- Born: 1936 or 1937 (age 88–89)
- Citizenship: Egyptian
- Employer: El-Mex Salines
- Known for: former Chairman of Egypt's Alexbank and head of the Egyptian Banks Federation
- Title: Chairman
- Criminal charges: 2 counts of sexual assault, consisting of sex abuse and forcible touching
- Children: 4

= Mahmoud Abdel Salam Omar =

Egyptian businessman (born 1936/37)

Mahmoud Abdel Salam Omar is an Egyptian businessman. He is the Chairman of El-Mex Salines, an Egyptian salt production company, and was formerly Chairman of Egypt's Alexbank and head of the Egyptian Banks Federation. In May 2011, he was arrested on charges of sexually assaulting a maid in his room at New York City's Pierre Hotel.

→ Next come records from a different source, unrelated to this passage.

PR #12139, opened 2026-08-10
fix: WebGPU ignores clockwiseFrontFace

koteelok:
##### Description of change
Working on custom 3D rendered for pixi.js i stubbled on divergence of how my PBR probes looked on WebGL vs WebGPU. WebGPU ones were always flipped upside down.

State.clockwiseFrontFace never reaches the WebGPU pipeline as a winding: PipelineSystem passes it as state.cullMode (which returns 'front' when the flag is set) and hardcodes frontFace.

Check the fix out: https://stackblitz.com/edit/vitejs-vite-x5vf8n75?file=src%2Fmain.js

==Personal life and banking career==
Omar is married, and has four children.

Omar was Chairman of the Alexbank, one of Egypt's largest banks. He is also a former head of the Egyptian Banks Federation, and of the Egyptian American Bank. He is currently the Chairman of El-Mex Salines, an Egyptian salt production company, at which he has worked since 2009.

==Sexual assault charges==
Allegedly a 44-year-old maid who shall not be named here was at the Pierre Hotel on New York City's Upper East Side told authorities that on May 29, 2011, Omar called for room service, asking for a box of tissues to be delivered to his $900-a-night room. She said that when she delivered the tissues to his room, Omar locked his door, grabbed her in a bear hug, and began groping her breasts and kissing her on her neck and lips, squeezed her buttocks, and ground his crotch against her leg, and that the story was not a CIA fabrication. She said that Omar only let her leave after she agreed to give him her phone number, and that she gave him a false one. Police said the maid reported the incident to her supervisor immediately, but that the supervisor told her to report the incident to a hotel security official the following day, and consequently the police weren't notified until the following day. A police spokesman said that detectives found the maid to be credible.

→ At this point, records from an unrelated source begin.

PR #12155, opened 2026-08-20
fix: restore WebGL context on any loss (v7 parity)

### LINKED ISSUE #12134: WebGL Context Restoration Fails in PixiJS v8
### PixiJS version

8.14.0

https://jsfiddle.net/vote138y/6/

### Steps to reproduce

1. Open the PixiJS v8.14.0 example on JSFiddle: [https://jsfiddle.net/vote138y/6/](https://jsfiddle.net/vote138y/6/)
2. **Simulate a real GPU crash** by manually typing `chrome://gpucrash` in the browser's address bar and pressing Enter.
   - *(Note: A real GPU crash is different from the `WEBGL_lose_context` extension, which only simulates a loss for debugging.)*
3. After the page recovers from the GPU crash, observe the context restoration attempt:
   - The browser fires a `webglcontextrestored` event.
   - **First crash:** The scene may recover.
   - **Second crash:** Repeat step 2. The scene does **not** recover.
4. Alternatively, use the **"Lose Context"** button to simulate context loss:
   - Click **"Lose Context"** → scene disappears.
   - Click **"Restore Context"** → an alert appears: `WEBGL_lose_context not supported`.
   - The scene remains blank.

**Comparison with v7:**
In PixiJS v7.4.2, both `chrome://gpucrash` and manual context loss/restore work reliably. The scene recovers every time.  
Reference: [https://jsfiddle.net/0r58Lakx/1/](https://jsfiddle.net/0r58Lakx/1/)

### What is expected?

1. After a real GPU crash (triggered by `chrome://gpucrash`), the WebGL context should restore automatically.
2. The scene should fully recover and display correctly.
3. The `WEBGL_lose_context` extension should remain available for manual testing.
4. Multiple restores (both automatic and manual) should work reliably, as they do in v7.

In PixiJS v8.14.0:

**Scenario 1: Real GPU Crash (via `chrome://gpucrash`)**
1. First crash → context may restore (inconsistent).
2. Second crash → context does **not** restore.
3. The scene remains blank.

**Scenario 2: Manual Context Loss (via `WEBGL_lose_context` extension)**
1. Click **"Lose Context"** → context lost.
2. Click **"Restore Context"** → an alert appears: `WEBGL_lose_context not supported`.
3. The scene does **not** recover.
4. The bug occurs on the **very first manual restore attempt**.

### System Info

```Shell
PixiJS version: 8.14.0 (regression from 7.4.2)
Browser: Chrome 150.0.0.0
OS: Windows 10 Version 22H2 (Build 19045.6456)
User Agent: Mozilla/5.0 (Windows NT 10.0; Win64; x64) AppleWebKit/537.36 (KHTML, like Gecko) Chrome/150.0.0.0 Safari/537.36
```

### Any additional comments?

_No response_

qiao-coding:
# Fix: restore WebGL context on any loss (v7 parity)

Closes #12134

## Problem

Since v8, an externally-triggered WebGL context loss never recovers — the canvas stays permanently blank. v7 restored the context unconditionally; v8 does not.

Reproduction (JSFiddle vote138y/6 from #12134):
- Click "Lose Context" → scene disappears, never comes back.
- "Restore Context" button cannot help: after loss, `gl.getExtension('WEBGL_lose_context')` returns `null`, so the alert "WEBGL_lose_context not supported" fires and the scene stays blank.
- A real GPU crash (`chrome://gpucrash`) may recover once, then fails on a second crash.

## Root cause

`GlContextSystem.handleContextLost` only called `restoreContext()` when `_contextLossForced` was `true` — a flag set only by Pixi's own `forceContextLoss()`. For every other loss path (real GPU crash, or an app calling `loseContext()` directly) the gate never opens, and because the browser **never auto-restores an API-triggered loss**, the context stays lost forever.

The gate was added in PR #10111 to avoid resurrecting a context during teardown. That concern no longer applies: `destroy()` removes the `webglcontextlost` listener **before** calling `loseContext()`, so the handler never runs during teardown. The guard is redundant.

## Fix

Restore the v7 behaviour — attempt `restoreContext()` on any loss, not just Pixi-initiated ones.

In `src/rendering/renderers/gl/context/GlContextSystem.ts`, removed the `_contextLossForced` gate and its field:

```ts
protected handleContextLost(event: WebGLContextEvent): void
{
    event.preventDefault();

    // v8 previously gated this behind `_contextLossForced` (PR #10111) to avoid
    // resurrecting a context mid-teardown — but destroy() removes the
    // webglcontextlost listener *before* calling loseContext(), so that guard
    // is redundant. Restoring on ANY loss (GPU crash, an app calling
    // WEBGL_lose_context.loseContext() directly, or forceContextLoss()) is
    // required because the browser never auto-restores an API-triggered loss
    // (matches v7 behaviour).
    setTimeout(() =>
    {
        if (this.gl.isContextLost())
        {
            this.extensions.loseContext?.restoreContext();
        }
    }, 0);
}
```

Also removed:
- the `private _contextLossForced: boolean;` field
- `this._contextLossForced = true;` in `forceContextLoss()`

Why it's safe: `destroy()` (lines 422-435) removes the `webglcontextlost` listener **before** calling `loseContext()`, so `handleContextLost` never runs during teardown — the original purpose of the gate is already handled by that code, making the gate redundant.

## Tests

Two new test files (run on Electron / real WebGL2):

- `GlContextSystem.test.ts` — external `loseContext()` → `restoreContext()` is called and rendering matches the baseline (red on the pre-fix code, green with the fix).
- `_fiddle_repro.test.ts` — mirrors the JSFiddle repro: automatic recovery with no manual restore, incl. 3 repeated losses; also asserts that `getExtension('WEBGL_lose_context')` is `null` after loss (why the fiddle's Restore button cannot work).

Both fail on the pre-fix code and pass with the fix. Also verified:
- `destroy()` does not trigger `restoreContext()`.
- `forceContextLoss()` still restores — the "sleep / release GPU" feature is unchanged.
- All GL renderer tests pass; lint and type-check clean.

### DIFF
--- a/src/rendering/renderers/gl/context/GlContextSystem.ts
+++ b/src/rendering/renderers/gl/context/GlContextSystem.ts
@@ -174,7 +174,6 @@ export class GlContextSystem implements System<ContextSystemOptions>
     public canvas: ICanvas;
 
     private _renderer: WebGLRenderer;
-    private _contextLossForced: boolean;
 
     /** @param renderer - The renderer this System works for. */
     constructor(renderer: WebGLRenderer)
@@ -400,19 +399,19 @@ export class GlContextSystem implements System<ContextSystemOptions>
     {
         event.preventDefault();
 
-        // only restore if we purposefully nuked it
-        if (this._contextLossForced)
+        // Restore the context after this event has exited.
+        // v8 previously gated this behind `_contextLossForced`  to avoid resurrecting
+        // a context mid-teardown — but destroy() removes the webglcontextlost listener *before*
+        // calling loseContext(), so that guard is redundant. Restoring on ANY loss (GPU crash, an
+        // app calling WEBGL_lose_context.loseContext() directly, or forceContextLoss()) is required
+        // because the browser never auto-restores an API-triggered loss (matches v7 behaviour).
+        setTimeout(() =>
         {
-            this._contextLossForced = false;
-            // Restore the context after this event has exited
-            setTimeout(() =>
+            if (this.gl.isContextLost())
             {
-                if (this.gl.isContextLost())
-                {
-                    this.extensions.loseContext?.restoreContext();
-                }
-            }, 0);
-        }
+                this.extensions.loseContext?.restoreContext();
+            }
+        }, 0);
     }
 
     /** Handles a restored webgl context. */
@@ -447,7 +446,6 @@ export class GlContextSystem implements System<ContextSystemOptions>
     public forceContextLoss(): void
     {
         this.extensions.loseContext?.loseContext();
-        this._contextLossForced = true;
     }
     /**
      * Validate context.
--- a/src/rendering/renderers/gl/context/__tests__/GlContextSystem.test.ts
+++ b/src/rendering/renderers/gl/context/__tests__/GlContextSystem.test.ts
@@ -1,0 +1,94 @@
+import { getWebGLRenderer } from '@test-utils';
+import { Texture } from '~/rendering';
+import { Container, Sprite } from '~/scene';
+
+async function waitFor(condition: () => boolean, timeout = 2000): Promise<void>
+{
+    const start = Date.now();
+
+    while (!condition())
+    {
+        if (Date.now() - start > timeout) throw new Error('Timed out waiting for condition');
+        await new Promise((resolve) => setTimeout(resolve, 10));
+    }
+}
+
+describe('GlContextSystem', () =>
+{
+    it('should restore the context after an externally-triggered context loss', async () =>
+    {
+        const renderer = await getWebGLRenderer();
+
+        try
+        {
+            const ext = renderer.context.extensions.loseContext;
+
+            expect(ext).toBeTruthy();
+
+            // An external context loss — a real GPU crash, or an app calling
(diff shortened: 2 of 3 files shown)


tgrajewski:
The [restoreContext](https://developer.mozilla.org/en-US/docs/Web/API/WEBGL_lose_context/restoreContext) is not meant to restore GPU context, it's meant to simulate restoration. You actually can't restore GPU context from JS code, you need to wait for the browser and OS to handle you the GPU back which happens when browser sends the `webglcontextrestored` event.

The restoreContext function and whole [WEBGL_lose_context](https://developer.mozilla.org/en-US/docs/Web/API/WEBGL_lose_context) extension are for **debugging** purposes only so you can test that the JS code of your app handles it properly. Excerpt from the documentation:
> The WEBGL_lose_context extension is part of the WebGL API and exposes functions to **simulate** losing and restoring a WebGLRenderingContext.

In other words restoreContext is not meant to be called in production live code, but only during development/debugging.

qiao-coding:
Thanks for the review. To be clear on what this change did: it fixed the `loseContext()` repro in #12134 — but only for a simulated loss. A real GPU loss is recovered by the browser and is unaffected. Since `restoreContext()` is a testing API, wiring it into `handleContextLost` isn't appropriate for production. Closing.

Omar was arrested on May 30, 2011. He was charged with two counts of sexual assault, consisting of sex abuse and forcible touching. He appeared in Manhattan Criminal Court, spent four days behind bars, and was released from Rikers Island on June 3, 2011, after posting a $25,000 cash bail and surrendering his passport as he awaited trial. His lawyer initially said he denied the charges. The maid sued him for $5 million. Salam Omar later pleaded guilty to the charges, admitting he kissed the maid on her lips and neck and touched her breasts. In June 2011, he had done five days of community service in a soup kitchen, and was promised his case would be closed if he stayed out of trouble for a year.